Stored items
=-=-=-=-=
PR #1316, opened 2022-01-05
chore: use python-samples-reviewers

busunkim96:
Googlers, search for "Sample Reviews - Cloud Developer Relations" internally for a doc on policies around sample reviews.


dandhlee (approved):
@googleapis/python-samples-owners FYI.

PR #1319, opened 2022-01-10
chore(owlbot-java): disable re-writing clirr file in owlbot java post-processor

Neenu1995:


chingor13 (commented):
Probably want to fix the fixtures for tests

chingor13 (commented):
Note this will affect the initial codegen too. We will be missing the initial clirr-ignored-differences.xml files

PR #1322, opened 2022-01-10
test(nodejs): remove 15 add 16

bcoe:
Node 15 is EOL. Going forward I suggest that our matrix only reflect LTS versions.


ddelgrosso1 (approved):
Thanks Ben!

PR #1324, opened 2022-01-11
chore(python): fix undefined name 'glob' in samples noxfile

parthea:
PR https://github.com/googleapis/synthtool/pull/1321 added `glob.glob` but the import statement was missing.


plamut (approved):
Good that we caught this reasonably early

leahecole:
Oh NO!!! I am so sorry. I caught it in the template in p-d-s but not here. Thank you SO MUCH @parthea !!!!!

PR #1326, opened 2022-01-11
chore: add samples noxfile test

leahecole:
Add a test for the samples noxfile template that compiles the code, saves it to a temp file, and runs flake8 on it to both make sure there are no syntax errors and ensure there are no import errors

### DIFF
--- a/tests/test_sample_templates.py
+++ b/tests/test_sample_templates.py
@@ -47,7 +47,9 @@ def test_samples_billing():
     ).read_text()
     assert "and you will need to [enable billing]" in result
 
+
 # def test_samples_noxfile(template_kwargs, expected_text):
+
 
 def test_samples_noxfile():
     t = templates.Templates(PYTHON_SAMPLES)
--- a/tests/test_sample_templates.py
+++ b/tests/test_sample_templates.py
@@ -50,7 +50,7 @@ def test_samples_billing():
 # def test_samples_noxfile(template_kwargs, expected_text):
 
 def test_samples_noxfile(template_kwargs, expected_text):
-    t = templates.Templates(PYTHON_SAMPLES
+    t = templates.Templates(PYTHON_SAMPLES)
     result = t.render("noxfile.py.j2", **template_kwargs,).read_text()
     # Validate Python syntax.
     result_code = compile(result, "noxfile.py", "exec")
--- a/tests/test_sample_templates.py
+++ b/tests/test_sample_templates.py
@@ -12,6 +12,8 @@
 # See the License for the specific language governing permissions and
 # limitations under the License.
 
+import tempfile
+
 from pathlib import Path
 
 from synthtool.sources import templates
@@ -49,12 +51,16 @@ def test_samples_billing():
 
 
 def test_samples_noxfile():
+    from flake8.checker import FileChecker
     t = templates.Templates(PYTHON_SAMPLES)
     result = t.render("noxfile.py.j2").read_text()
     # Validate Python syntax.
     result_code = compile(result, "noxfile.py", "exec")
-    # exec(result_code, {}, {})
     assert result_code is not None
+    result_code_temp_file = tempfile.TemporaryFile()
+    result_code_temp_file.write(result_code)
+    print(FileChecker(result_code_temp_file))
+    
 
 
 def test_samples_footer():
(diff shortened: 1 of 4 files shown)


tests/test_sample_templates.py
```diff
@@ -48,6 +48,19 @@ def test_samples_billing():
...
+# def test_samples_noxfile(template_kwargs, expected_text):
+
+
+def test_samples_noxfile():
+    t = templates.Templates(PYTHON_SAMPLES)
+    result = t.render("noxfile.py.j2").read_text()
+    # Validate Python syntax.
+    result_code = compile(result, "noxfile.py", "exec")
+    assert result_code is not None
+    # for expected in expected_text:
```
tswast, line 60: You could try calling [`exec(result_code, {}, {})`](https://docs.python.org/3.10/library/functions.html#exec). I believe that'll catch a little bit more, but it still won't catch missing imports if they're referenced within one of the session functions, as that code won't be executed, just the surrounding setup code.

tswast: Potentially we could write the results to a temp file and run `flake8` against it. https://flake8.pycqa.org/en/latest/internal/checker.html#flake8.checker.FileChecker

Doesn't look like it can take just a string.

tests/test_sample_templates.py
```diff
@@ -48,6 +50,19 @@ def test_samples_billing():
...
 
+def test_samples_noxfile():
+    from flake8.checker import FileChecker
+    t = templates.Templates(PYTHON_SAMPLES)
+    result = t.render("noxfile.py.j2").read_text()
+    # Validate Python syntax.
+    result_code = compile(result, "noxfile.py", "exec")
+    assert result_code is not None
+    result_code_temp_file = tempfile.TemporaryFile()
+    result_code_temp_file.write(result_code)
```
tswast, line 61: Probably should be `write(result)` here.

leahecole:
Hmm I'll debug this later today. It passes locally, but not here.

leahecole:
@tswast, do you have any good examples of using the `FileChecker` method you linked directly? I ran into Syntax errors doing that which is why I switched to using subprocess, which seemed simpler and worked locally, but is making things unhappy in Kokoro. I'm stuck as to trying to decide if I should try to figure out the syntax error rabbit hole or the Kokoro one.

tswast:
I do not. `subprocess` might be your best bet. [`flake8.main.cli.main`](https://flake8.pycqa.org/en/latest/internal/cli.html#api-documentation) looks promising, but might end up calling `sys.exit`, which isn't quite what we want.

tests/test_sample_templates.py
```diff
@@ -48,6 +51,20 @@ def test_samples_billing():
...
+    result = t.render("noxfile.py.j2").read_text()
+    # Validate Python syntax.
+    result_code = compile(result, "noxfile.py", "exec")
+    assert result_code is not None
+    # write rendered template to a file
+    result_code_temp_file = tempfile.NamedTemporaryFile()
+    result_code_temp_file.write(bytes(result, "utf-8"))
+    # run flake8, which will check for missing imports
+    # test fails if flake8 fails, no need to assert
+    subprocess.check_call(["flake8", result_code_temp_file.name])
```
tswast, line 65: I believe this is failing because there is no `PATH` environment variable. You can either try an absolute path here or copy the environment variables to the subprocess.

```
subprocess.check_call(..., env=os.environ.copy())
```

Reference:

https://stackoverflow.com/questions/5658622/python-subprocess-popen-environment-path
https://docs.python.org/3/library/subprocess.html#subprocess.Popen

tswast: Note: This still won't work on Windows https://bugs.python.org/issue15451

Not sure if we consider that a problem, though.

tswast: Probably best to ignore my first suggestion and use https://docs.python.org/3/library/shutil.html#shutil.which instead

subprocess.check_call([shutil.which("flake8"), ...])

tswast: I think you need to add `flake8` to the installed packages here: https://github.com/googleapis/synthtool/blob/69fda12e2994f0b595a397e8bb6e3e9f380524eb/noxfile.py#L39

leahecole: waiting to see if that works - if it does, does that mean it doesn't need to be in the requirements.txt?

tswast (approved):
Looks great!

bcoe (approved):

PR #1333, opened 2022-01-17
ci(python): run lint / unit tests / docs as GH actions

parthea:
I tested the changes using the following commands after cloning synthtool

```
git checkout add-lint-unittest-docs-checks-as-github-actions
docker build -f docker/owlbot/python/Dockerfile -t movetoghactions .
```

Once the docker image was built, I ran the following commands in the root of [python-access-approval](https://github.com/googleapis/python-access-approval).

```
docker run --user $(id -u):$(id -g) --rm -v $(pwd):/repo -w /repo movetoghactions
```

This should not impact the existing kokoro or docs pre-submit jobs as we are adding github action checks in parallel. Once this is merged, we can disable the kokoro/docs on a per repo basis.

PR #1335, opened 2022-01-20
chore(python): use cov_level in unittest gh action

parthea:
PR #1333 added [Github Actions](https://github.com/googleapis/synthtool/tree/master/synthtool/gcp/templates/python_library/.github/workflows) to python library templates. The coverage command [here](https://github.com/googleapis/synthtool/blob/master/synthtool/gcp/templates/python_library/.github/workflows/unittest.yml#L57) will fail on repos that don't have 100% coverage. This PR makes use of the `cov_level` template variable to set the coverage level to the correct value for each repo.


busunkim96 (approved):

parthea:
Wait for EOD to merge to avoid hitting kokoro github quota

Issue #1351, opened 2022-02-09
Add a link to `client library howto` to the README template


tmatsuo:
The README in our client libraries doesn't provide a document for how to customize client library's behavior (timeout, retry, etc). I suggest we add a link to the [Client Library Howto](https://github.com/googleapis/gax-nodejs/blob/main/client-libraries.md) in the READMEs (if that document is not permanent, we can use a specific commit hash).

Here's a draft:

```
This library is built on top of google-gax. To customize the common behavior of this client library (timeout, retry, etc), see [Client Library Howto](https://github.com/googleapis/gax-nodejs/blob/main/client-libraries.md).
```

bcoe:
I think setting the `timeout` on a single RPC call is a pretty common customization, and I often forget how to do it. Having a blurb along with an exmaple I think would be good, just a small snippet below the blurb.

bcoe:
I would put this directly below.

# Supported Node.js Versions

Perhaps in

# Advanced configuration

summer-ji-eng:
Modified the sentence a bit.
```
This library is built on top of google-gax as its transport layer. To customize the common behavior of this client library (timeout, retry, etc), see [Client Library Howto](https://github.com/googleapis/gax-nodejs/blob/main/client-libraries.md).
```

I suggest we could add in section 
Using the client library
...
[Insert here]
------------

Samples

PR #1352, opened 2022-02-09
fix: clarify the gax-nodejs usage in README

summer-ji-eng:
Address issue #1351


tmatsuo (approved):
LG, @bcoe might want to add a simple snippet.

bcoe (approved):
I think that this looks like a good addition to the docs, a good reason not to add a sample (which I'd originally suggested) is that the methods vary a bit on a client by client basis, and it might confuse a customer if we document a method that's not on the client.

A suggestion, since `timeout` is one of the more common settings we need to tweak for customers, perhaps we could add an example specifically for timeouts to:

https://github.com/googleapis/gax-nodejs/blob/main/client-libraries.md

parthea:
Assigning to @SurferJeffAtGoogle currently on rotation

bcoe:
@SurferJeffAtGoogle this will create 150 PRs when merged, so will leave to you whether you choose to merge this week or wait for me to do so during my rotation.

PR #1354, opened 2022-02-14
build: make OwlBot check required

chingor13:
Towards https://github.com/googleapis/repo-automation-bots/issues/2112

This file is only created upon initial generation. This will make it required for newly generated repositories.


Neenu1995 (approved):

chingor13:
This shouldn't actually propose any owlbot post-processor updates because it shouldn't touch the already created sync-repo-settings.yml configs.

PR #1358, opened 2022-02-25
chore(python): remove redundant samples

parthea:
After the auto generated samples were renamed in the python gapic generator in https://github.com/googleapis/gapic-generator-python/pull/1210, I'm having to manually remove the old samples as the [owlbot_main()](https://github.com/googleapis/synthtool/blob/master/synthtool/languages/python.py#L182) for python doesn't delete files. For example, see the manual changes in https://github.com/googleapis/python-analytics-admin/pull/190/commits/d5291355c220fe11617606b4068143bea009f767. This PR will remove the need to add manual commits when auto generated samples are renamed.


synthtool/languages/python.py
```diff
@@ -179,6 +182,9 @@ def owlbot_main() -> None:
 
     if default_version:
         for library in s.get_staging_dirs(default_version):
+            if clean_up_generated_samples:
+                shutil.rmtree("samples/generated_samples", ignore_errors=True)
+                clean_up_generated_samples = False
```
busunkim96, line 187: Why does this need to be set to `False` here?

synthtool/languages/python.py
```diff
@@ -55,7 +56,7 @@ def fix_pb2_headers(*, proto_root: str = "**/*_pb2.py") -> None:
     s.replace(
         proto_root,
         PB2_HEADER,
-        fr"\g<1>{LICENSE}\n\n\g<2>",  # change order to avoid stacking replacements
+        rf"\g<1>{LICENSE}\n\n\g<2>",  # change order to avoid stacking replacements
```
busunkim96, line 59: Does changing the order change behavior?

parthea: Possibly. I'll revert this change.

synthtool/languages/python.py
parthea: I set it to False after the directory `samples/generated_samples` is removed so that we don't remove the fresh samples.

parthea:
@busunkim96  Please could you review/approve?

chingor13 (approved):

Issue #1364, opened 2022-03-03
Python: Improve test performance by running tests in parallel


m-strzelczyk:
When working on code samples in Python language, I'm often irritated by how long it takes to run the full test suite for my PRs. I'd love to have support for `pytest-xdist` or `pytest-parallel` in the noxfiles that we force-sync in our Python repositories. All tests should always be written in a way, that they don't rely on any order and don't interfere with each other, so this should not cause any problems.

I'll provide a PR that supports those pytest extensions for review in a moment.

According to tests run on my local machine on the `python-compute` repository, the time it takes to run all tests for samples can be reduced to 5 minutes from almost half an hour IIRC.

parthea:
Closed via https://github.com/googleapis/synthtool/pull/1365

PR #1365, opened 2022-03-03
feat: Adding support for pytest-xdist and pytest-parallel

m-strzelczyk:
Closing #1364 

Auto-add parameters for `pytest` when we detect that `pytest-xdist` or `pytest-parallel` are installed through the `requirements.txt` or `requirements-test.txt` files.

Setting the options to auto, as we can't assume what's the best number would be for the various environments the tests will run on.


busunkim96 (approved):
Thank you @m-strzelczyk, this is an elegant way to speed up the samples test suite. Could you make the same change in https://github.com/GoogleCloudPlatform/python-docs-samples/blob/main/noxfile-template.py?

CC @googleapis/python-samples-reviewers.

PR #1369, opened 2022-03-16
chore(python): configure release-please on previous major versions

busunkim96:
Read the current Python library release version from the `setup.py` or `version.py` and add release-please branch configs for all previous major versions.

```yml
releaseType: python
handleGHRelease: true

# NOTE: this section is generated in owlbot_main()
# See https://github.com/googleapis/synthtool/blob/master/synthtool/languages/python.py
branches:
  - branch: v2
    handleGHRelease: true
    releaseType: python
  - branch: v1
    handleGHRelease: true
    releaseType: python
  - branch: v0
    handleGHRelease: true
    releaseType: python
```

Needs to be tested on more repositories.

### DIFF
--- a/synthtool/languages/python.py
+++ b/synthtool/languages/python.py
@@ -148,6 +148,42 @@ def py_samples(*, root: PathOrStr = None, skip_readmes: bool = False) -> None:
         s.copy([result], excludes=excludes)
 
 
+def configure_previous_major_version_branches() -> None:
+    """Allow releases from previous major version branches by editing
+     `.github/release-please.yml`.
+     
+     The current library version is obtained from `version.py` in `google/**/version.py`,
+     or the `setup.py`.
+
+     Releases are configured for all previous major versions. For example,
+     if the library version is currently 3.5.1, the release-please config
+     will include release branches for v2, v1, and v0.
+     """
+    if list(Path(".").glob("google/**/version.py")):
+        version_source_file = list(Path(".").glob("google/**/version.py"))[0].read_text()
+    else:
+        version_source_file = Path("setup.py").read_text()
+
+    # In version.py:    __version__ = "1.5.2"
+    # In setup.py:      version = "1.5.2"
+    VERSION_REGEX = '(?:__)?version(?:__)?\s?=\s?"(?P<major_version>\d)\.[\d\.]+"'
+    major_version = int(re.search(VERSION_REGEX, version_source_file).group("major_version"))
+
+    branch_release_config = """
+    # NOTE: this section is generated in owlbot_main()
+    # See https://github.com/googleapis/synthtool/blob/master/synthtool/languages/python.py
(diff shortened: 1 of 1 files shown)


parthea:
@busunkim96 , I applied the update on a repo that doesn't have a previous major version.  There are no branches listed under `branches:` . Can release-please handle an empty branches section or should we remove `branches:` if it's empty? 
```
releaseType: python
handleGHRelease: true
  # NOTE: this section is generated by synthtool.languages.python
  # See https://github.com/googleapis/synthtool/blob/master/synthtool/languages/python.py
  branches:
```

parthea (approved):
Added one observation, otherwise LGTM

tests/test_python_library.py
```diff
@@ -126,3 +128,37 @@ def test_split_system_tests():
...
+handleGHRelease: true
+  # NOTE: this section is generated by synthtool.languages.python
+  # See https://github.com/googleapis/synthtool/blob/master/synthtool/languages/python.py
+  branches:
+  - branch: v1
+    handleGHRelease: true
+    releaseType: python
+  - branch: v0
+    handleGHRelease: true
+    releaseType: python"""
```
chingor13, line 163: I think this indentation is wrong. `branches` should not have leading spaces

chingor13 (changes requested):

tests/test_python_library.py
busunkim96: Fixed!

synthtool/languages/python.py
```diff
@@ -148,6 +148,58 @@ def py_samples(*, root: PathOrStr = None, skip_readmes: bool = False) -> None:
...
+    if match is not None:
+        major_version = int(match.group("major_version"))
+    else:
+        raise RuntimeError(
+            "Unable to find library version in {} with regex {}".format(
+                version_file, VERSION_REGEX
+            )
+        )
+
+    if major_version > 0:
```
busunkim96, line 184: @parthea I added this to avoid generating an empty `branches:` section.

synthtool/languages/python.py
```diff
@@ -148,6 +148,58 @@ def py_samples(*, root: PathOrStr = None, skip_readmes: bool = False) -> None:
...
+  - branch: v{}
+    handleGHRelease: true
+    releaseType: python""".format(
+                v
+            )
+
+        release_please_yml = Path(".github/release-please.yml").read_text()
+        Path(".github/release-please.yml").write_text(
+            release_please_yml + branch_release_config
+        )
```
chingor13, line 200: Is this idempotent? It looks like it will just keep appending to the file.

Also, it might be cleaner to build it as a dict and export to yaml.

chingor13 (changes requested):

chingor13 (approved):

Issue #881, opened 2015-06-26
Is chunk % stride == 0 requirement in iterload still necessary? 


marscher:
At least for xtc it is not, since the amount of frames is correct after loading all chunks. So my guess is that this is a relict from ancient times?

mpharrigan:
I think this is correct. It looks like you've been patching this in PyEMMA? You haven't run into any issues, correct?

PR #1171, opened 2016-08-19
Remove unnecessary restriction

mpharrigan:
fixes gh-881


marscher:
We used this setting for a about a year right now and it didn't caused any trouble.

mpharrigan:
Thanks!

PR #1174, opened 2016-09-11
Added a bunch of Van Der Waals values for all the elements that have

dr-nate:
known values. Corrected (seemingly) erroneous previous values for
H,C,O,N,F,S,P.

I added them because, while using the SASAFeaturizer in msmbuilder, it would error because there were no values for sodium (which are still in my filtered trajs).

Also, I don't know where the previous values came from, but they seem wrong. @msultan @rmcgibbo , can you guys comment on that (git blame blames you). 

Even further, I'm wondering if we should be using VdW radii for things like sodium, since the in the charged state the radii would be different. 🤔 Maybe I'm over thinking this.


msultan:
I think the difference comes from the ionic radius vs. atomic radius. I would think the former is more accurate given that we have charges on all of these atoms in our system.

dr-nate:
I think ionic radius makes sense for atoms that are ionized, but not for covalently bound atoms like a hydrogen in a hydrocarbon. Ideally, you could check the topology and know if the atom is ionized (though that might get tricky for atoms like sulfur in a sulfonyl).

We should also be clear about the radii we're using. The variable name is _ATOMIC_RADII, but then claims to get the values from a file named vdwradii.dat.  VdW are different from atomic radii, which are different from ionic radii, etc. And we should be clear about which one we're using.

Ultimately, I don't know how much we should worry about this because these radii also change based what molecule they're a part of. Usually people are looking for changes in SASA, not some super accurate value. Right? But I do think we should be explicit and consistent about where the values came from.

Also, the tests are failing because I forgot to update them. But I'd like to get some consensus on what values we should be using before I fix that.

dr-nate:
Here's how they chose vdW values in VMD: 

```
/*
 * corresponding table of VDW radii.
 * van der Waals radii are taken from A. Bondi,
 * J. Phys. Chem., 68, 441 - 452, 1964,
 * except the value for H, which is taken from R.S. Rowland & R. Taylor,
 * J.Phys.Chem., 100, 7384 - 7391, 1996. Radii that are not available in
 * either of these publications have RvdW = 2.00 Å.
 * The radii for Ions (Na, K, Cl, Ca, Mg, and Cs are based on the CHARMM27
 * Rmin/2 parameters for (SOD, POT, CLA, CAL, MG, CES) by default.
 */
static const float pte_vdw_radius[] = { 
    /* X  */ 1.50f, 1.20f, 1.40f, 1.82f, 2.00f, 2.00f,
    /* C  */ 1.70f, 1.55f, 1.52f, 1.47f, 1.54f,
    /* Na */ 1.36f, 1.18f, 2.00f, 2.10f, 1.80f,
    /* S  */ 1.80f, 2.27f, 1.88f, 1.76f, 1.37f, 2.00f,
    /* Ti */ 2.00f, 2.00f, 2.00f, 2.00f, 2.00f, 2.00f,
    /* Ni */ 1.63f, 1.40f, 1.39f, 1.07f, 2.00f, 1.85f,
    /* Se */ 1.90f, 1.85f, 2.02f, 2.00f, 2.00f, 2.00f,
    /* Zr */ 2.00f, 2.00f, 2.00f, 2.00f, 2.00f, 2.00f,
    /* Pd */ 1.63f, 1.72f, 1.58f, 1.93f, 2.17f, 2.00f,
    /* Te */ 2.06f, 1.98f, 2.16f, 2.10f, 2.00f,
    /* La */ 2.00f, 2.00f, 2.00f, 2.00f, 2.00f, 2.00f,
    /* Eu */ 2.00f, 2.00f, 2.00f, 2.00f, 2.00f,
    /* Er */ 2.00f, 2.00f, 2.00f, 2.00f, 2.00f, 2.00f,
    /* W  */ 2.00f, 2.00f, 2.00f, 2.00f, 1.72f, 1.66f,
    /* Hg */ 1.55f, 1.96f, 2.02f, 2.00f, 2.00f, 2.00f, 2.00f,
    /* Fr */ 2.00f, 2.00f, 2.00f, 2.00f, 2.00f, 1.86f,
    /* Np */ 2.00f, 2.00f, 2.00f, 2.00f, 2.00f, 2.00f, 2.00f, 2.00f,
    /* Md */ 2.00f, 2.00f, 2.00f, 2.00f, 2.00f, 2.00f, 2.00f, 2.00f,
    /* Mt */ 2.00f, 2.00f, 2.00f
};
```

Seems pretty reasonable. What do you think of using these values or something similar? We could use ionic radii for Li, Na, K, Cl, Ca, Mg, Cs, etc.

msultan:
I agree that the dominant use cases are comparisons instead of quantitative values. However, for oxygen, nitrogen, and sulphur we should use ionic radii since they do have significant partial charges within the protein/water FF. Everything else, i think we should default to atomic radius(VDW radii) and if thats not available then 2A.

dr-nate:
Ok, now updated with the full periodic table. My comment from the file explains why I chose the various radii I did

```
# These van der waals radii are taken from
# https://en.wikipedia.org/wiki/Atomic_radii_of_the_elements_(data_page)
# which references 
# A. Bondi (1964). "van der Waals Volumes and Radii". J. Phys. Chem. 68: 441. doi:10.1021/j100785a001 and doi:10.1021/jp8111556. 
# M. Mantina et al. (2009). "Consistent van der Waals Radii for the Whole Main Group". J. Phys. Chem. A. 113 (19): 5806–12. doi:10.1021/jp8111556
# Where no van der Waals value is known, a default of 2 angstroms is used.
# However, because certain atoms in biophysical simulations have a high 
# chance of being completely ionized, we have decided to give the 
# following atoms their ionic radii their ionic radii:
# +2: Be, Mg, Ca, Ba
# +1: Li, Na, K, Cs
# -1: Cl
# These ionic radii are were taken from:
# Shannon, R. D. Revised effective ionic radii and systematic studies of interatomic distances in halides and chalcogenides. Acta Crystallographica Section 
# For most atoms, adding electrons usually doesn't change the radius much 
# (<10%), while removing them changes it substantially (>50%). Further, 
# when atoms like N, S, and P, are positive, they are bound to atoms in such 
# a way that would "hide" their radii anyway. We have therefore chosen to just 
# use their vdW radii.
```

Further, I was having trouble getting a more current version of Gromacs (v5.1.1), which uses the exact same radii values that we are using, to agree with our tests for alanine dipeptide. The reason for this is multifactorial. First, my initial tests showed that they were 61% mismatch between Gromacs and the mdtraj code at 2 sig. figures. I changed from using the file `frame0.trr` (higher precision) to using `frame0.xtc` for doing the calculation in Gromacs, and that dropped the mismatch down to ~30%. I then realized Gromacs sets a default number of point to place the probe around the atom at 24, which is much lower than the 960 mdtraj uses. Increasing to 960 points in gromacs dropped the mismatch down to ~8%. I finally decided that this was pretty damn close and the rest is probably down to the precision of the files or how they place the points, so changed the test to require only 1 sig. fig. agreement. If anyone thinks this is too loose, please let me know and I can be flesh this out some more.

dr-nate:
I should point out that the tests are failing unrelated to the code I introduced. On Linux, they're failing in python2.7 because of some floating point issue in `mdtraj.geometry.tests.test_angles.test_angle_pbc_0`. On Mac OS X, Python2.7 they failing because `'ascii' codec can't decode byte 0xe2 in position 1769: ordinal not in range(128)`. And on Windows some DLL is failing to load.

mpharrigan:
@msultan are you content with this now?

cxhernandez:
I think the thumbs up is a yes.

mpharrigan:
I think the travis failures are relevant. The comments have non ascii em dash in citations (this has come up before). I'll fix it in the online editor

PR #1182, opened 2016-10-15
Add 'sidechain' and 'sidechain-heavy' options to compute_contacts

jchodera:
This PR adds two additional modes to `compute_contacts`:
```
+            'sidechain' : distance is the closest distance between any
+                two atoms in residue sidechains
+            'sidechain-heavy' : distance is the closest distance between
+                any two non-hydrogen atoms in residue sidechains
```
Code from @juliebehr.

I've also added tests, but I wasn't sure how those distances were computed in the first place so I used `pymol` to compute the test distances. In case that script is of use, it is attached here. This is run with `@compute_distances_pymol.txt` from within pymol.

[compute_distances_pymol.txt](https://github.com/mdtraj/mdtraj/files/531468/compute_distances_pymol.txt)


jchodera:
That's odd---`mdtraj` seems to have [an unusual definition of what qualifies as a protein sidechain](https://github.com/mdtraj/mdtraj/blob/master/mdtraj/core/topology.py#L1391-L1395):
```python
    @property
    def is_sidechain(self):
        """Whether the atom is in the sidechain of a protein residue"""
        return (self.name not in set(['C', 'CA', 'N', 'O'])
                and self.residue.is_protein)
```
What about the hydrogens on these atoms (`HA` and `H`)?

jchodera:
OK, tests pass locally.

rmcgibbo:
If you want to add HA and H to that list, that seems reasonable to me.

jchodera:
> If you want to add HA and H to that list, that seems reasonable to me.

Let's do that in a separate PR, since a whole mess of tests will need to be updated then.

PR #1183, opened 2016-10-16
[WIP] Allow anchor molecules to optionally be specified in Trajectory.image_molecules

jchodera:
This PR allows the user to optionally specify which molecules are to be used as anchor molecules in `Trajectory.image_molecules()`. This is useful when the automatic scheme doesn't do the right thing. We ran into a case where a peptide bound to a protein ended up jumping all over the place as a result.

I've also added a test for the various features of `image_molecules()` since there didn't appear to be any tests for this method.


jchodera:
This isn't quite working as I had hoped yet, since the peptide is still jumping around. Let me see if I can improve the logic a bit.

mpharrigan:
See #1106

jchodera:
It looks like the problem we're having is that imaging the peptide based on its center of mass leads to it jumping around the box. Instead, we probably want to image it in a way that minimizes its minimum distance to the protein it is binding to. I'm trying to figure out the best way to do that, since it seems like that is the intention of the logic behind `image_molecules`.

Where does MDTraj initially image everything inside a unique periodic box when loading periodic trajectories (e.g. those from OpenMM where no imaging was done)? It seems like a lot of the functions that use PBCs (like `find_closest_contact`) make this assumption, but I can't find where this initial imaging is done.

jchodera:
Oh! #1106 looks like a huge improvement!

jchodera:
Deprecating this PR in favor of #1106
=-=-=-=-=
Across the entries above, count the lines with the word "shutil" and report that count by itself.

Solution below. 3